**Information provided:**

== == ==

Issue #2419, opened 2025-02-03
Video Player: Update to match specs


soniamacias:
# Enhancement Request

## Description

Apply design system specs to current build.  

## Context

- Currently using default shaka player UI. DS would like to update video player to follow our specs. 
- Kicked off w/Andrew, James, Randy on 2/3
- Andrew to review specs and see what can be built 
- Andrew to bring demo into weekly ebayUI x DS meeting (Thursdays) 
- Will be prioritized for March 

## Design Specs

- https://playbook.ebay.com/design-system/components/video-player
- Default to TRUE (muted)
- Icons are custom and in our [library](https://playbook.ebay.com/foundations/iconography/icon-library) 
- Overflow to include: closed caption, reporter, copy link

PR #2452, opened 2025-03-06
feat(video): updated to match new specs

agliga:
# ⚠️  _Note_ please read before reviewing
I included the CSS here currently only for review. BEFORE I merge, I will push this to skin and remove the CSS file. It is easier to review it here and change it and then update skin rather than creating two PRs and keeping them in sync. There's a lot of styles which are specific to the configuration.

## Description
* Created as a draft PR to get early reviews
* Added current time and end time components (copied the shaka player components, but split them up into two). This allows us to the current time before the video progress and total time after
* Added a custom mute/unmute control. This is mainly for the icon, but might be extended to have volume popover (currently on hold)
* Shifted video time scrubber to be inline to controls. I looked at the best way to do it, and what shaka themes overrides did is to position this using margin and absolute positioning. I don't like this solution, but there doesn't seem to be a better way (I tried forking it but there were issues with updating the time, plus any changes we have to fix our forked code)
* Removed overflow. Moved report to be inline. 
* Moved CC to be inline (note, CC only shows when a video has CC, none of our examples have it, so it won't show) 
* Misc cleanup of old code like removing some unused state variables

## References
https://github.com/eBay/ebayui-core/issues/2419


src/components/ebay-video/component.ts
```diff
@@ -345,10 +396,12 @@ class Video extends Marko.Component<Input, State> {
         shakaLoad()
             .then((shaka: any) => {
                 this.shaka = shaka.default || shaka;
+                window.shaka = this.shaka; // Set global object for some components to access
 
                 this.handleSuccess();
             })
             .catch((e: Error) => {
+                console.log(e);
```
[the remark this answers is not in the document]
LuLaValva: I think leaving it makes sense, especially if we're sure this error only shows up when the video actually doesn't load properly

src/components/ebay-video/component.ts
```diff
@@ -58,6 +64,10 @@ interface VideoInput extends Omit<Marko.HTML.Video, `on${string}`> {
     clip?: any[];
     source: Marko.AttrTag<Marko.HTML.Source>;
     "report-text"?: AttrString;
+    "mute-text"?: AttrString;
+    "unmute-text"?: AttrString;
+    "fullscreen-text"?: AttrString;
+    "exit-fullscreen-text"?: AttrString;
     "spinner-timeout"?: number;
```
LuLaValva, line 71: Any reason these don't have an `a11y` prefix? I understand it would be a breaking change to also modify `report-text` to `a11y-report-text`, but maybe we can make an alias there?

src/components/ebay-video/component.ts
```diff
@@ -79,13 +89,15 @@ interface State {
...
-    showLoading: boolean;
 }
 
 class Video extends Marko.Component<Input, State> {
     declare video: HTMLVideoElement;
     declare root: HTMLElement;
     declare containerEl: HTMLElement;
+    declare spacer: HTMLElement;
+    declare rangeContainer: HTMLElement;
+    declare buttonPanel: HTMLElement;
```
LuLaValva, line 100: These are all only used in one function, why keep them as class members? Will they ever be shared between methods?

src/components/ebay-video/component.ts
```diff
@@ -111,6 +123,23 @@ class Video extends Marko.Component<Input, State> {
...
+            this.buttonPanel = this.el.querySelector<HTMLElement>(
+                ".shaka-controls-button-panel",
+            )!;
+            this.spacer = this.buttonPanel.querySelector(".shaka-spacer")!;
+            this.rangeContainer = this.el.querySelector<HTMLElement>(
+                ".shaka-range-container",
+            )!;
+        }
+        const buttonPanelRect = this.buttonPanel.getBoundingClientRect();
+        const spacerRect = this.spacer.getBoundingClientRect();
```
LuLaValva, line 137: Won't `this.buttonPanel` be undefined if the prior if statement failed? That would lead to a "document is undefined" error

src/components/ebay-video/video.stories.ts
```diff
@@ -213,7 +213,7 @@ export default {
```
LuLaValva, line 213: Storybook should have entries for all of the new text attributes

src/components/ebay-video/component.ts
```diff
@@ -58,6 +64,10 @@ interface VideoInput extends Omit<Marko.HTML.Video, `on${string}`> {
     clip?: any[];
     source: Marko.AttrTag<Marko.HTML.Source>;
     "report-text"?: AttrString;
```
LuLaValva, line 66: Can you include an alias for this?
```suggestion
    /** @deprecated use `a11y-report-text` instead */
    "report-text"?: AttrString;
    "a11y-report-text"?: AttrString;
```

LuLaValva (commented):
Looks good! Just one nit, and then I'll approve after you move the `.css` file to skin

saiponnada (commented):
Few things I noticed,

As part of a simple keyboard test 
- Current time is being focused which is unnecessary and after looking further looks like it is a button. What does this button do?
- I understand you had issues with positioning this seek bar. But the problem here is focus order is not aligning with visual order i.e, focus jumps from play button to timestamp and after full screen button it returns back to the track where a user has the ability to fast track or rewind

When I did a quick screen reader test, few things I noticed
- When I am on seek slider, it announces some gibberish number. What would be ideal is on what time stamp we are on and what is overall duration of the video.
- IMO it is always nice to CC button visible but disabled if no captions available

agliga:
> Few things I noticed,
> 
> As part of a simple keyboard test
> 
> * Current time is being focused which is unnecessary and after looking further looks like it is a button. What does this button do?
I disabled the button so its no longer in focus state
> * I understand you had issues with positioning this seek bar. But the problem here is focus order is not aligning with visual order i.e, focus jumps from play button to timestamp and after full screen button it returns back to the track where a user has the ability to fast track or rewind
That is unfortunately the recommended way to do it in shaka player. I don't like the change but there's no other way to do this. 
> 
> When I did a quick screen reader test, few things I noticed
> 
> * When I am on seek slider, it announces some gibberish number. What would be ideal is on what time stamp we are on and what is overall duration of the video.
So again, this is what shaka player is providing. It could be due to the video we are testing. 

> * IMO it is always nice to CC button visible but disabled if no captions available
Again, shaka player implementation. 


I think the conclusion is to feel free to file a bug on their repo. They seem pretty responsive on that. We had an issue that they fixed pretty quickly after we filed it.

agliga:
This should be ready for re-review, removed the CSS and pushed it to skin

saiponnada (approved):
Looks like we have few limitations with third party library in making this accessible. We need to eventually figure out a solution that can solve these issues in long term. For now I am okay with moving forward.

== == ==

**Requirement:**
Write the whole of the data out again exactly as it stands.

**Result for this exercise:**
Issue #2419, opened 2025-02-03
Video Player: Update to match specs


soniamacias:
# Enhancement Request

## Description

Apply design system specs to current build.  

## Context

- Currently using default shaka player UI. DS would like to update video player to follow our specs. 
- Kicked off w/Andrew, James, Randy on 2/3
- Andrew to review specs and see what can be built 
- Andrew to bring demo into weekly ebayUI x DS meeting (Thursdays) 
- Will be prioritized for March 

## Design Specs

- https://playbook.ebay.com/design-system/components/video-player
- Default to TRUE (muted)
- Icons are custom and in our [library](https://playbook.ebay.com/foundations/iconography/icon-library) 
- Overflow to include: closed caption, reporter, copy link

PR #2452, opened 2025-03-06
feat(video): updated to match new specs

agliga:
# ⚠️  _Note_ please read before reviewing
I included the CSS here currently only for review. BEFORE I merge, I will push this to skin and remove the CSS file. It is easier to review it here and change it and then update skin rather than creating two PRs and keeping them in sync. There's a lot of styles which are specific to the configuration.

## Description
* Created as a draft PR to get early reviews
* Added current time and end time components (copied the shaka player components, but split them up into two). This allows us to the current time before the video progress and total time after
* Added a custom mute/unmute control. This is mainly for the icon, but might be extended to have volume popover (currently on hold)
* Shifted video time scrubber to be inline to controls. I looked at the best way to do it, and what shaka themes overrides did is to position this using margin and absolute positioning. I don't like this solution, but there doesn't seem to be a better way (I tried forking it but there were issues with updating the time, plus any changes we have to fix our forked code)
* Removed overflow. Moved report to be inline. 
* Moved CC to be inline (note, CC only shows when a video has CC, none of our examples have it, so it won't show) 
* Misc cleanup of old code like removing some unused state variables

## References
https://github.com/eBay/ebayui-core/issues/2419


src/components/ebay-video/component.ts
```diff
@@ -345,10 +396,12 @@ class Video extends Marko.Component<Input, State> {
         shakaLoad()
             .then((shaka: any) => {
                 this.shaka = shaka.default || shaka;
+                window.shaka = this.shaka; // Set global object for some components to access
 
                 this.handleSuccess();
             })
             .catch((e: Error) => {
+                console.log(e);
```
[the remark this answers is not in the document]
LuLaValva: I think leaving it makes sense, especially if we're sure this error only shows up when the video actually doesn't load properly

src/components/ebay-video/component.ts
```diff
@@ -58,6 +64,10 @@ interface VideoInput extends Omit<Marko.HTML.Video, `on${string}`> {
     clip?: any[];
     source: Marko.AttrTag<Marko.HTML.Source>;
     "report-text"?: AttrString;
+    "mute-text"?: AttrString;
+    "unmute-text"?: AttrString;
+    "fullscreen-text"?: AttrString;
+    "exit-fullscreen-text"?: AttrString;
     "spinner-timeout"?: number;
```
LuLaValva, line 71: Any reason these don't have an `a11y` prefix? I understand it would be a breaking change to also modify `report-text` to `a11y-report-text`, but maybe we can make an alias there?

src/components/ebay-video/component.ts
```diff
@@ -79,13 +89,15 @@ interface State {
...
-    showLoading: boolean;
 }
 
 class Video extends Marko.Component<Input, State> {
     declare video: HTMLVideoElement;
     declare root: HTMLElement;
     declare containerEl: HTMLElement;
+    declare spacer: HTMLElement;
+    declare rangeContainer: HTMLElement;
+    declare buttonPanel: HTMLElement;
```
LuLaValva, line 100: These are all only used in one function, why keep them as class members? Will they ever be shared between methods?

src/components/ebay-video/component.ts
```diff
@@ -111,6 +123,23 @@ class Video extends Marko.Component<Input, State> {
...
+            this.buttonPanel = this.el.querySelector<HTMLElement>(
+                ".shaka-controls-button-panel",
+            )!;
+            this.spacer = this.buttonPanel.querySelector(".shaka-spacer")!;
+            this.rangeContainer = this.el.querySelector<HTMLElement>(
+                ".shaka-range-container",
+            )!;
+        }
+        const buttonPanelRect = this.buttonPanel.getBoundingClientRect();
+        const spacerRect = this.spacer.getBoundingClientRect();
```
LuLaValva, line 137: Won't `this.buttonPanel` be undefined if the prior if statement failed? That would lead to a "document is undefined" error

src/components/ebay-video/video.stories.ts
```diff
@@ -213,7 +213,7 @@ export default {
```
LuLaValva, line 213: Storybook should have entries for all of the new text attributes

src/components/ebay-video/component.ts
```diff
@@ -58,6 +64,10 @@ interface VideoInput extends Omit<Marko.HTML.Video, `on${string}`> {
     clip?: any[];
     source: Marko.AttrTag<Marko.HTML.Source>;
     "report-text"?: AttrString;
```
LuLaValva, line 66: Can you include an alias for this?
```suggestion
    /** @deprecated use `a11y-report-text` instead */
    "report-text"?: AttrString;
    "a11y-report-text"?: AttrString;
```

LuLaValva (commented):
Looks good! Just one nit, and then I'll approve after you move the `.css` file to skin

saiponnada (commented):
Few things I noticed,

As part of a simple keyboard test 
- Current time is being focused which is unnecessary and after looking further looks like it is a button. What does this button do?
- I understand you had issues with positioning this seek bar. But the problem here is focus order is not aligning with visual order i.e, focus jumps from play button to timestamp and after full screen button it returns back to the track where a user has the ability to fast track or rewind

When I did a quick screen reader test, few things I noticed
- When I am on seek slider, it announces some gibberish number. What would be ideal is on what time stamp we are on and what is overall duration of the video.
- IMO it is always nice to CC button visible but disabled if no captions available

agliga:
> Few things I noticed,
> 
> As part of a simple keyboard test
> 
> * Current time is being focused which is unnecessary and after looking further looks like it is a button. What does this button do?
I disabled the button so its no longer in focus state
> * I understand you had issues with positioning this seek bar. But the problem here is focus order is not aligning with visual order i.e, focus jumps from play button to timestamp and after full screen button it returns back to the track where a user has the ability to fast track or rewind
That is unfortunately the recommended way to do it in shaka player. I don't like the change but there's no other way to do this. 
> 
> When I did a quick screen reader test, few things I noticed
> 
> * When I am on seek slider, it announces some gibberish number. What would be ideal is on what time stamp we are on and what is overall duration of the video.
So again, this is what shaka player is providing. It could be due to the video we are testing. 

> * IMO it is always nice to CC button visible but disabled if no captions available
Again, shaka player implementation. 


I think the conclusion is to feel free to file a bug on their repo. They seem pretty responsive on that. We had an issue that they fixed pretty quickly after we filed it.

agliga:
This should be ready for re-review, removed the CSS and pushed it to skin

saiponnada (approved):
Looks like we have few limitations with third party library in making this accessible. We need to eventually figure out a solution that can solve these issues in long term. For now I am okay with moving forward.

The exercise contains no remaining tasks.